───── DATA PROVIDED

PR #3677, opened 2020-04-21
All_compare test: Expect "true" on single process

hirschsn:
The all_compare test checks if all_compare correctly returns false if supplied with different values. This, however, only holds true if the test is called with more than one processes.


fweik (approved):

fweik:
Thanks!

PR #3678, opened 2020-04-21
LBCPU: Fix rounding issue for grid size calculation

RudolfWeeber:
Description of changes:
Replaces ceil by round in lbcpu n*agrid ~= box_l calculation + a test in which the old behavior resulted in a false positive


fweik:
The `Lattice` class is a gift that just keeps on giving...

fweik (dismissed):

fweik (approved):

──────────

- WHAT THE TASK REQUIRES -
Each record must be transcribed exactly, with nothing left out.

- SOLVED PROBLEM -
PR #3677, opened 2020-04-21
All_compare test: Expect "true" on single process

hirschsn:
The all_compare test checks if all_compare correctly returns false if supplied with different values. This, however, only holds true if the test is called with more than one processes.


fweik (approved):

fweik:
Thanks!

PR #3678, opened 2020-04-21
LBCPU: Fix rounding issue for grid size calculation

RudolfWeeber:
Description of changes:
Replaces ceil by round in lbcpu n*agrid ~= box_l calculation + a test in which the old behavior resulted in a false positive


fweik:
The `Lattice` class is a gift that just keeps on giving...

fweik (dismissed):

fweik (approved):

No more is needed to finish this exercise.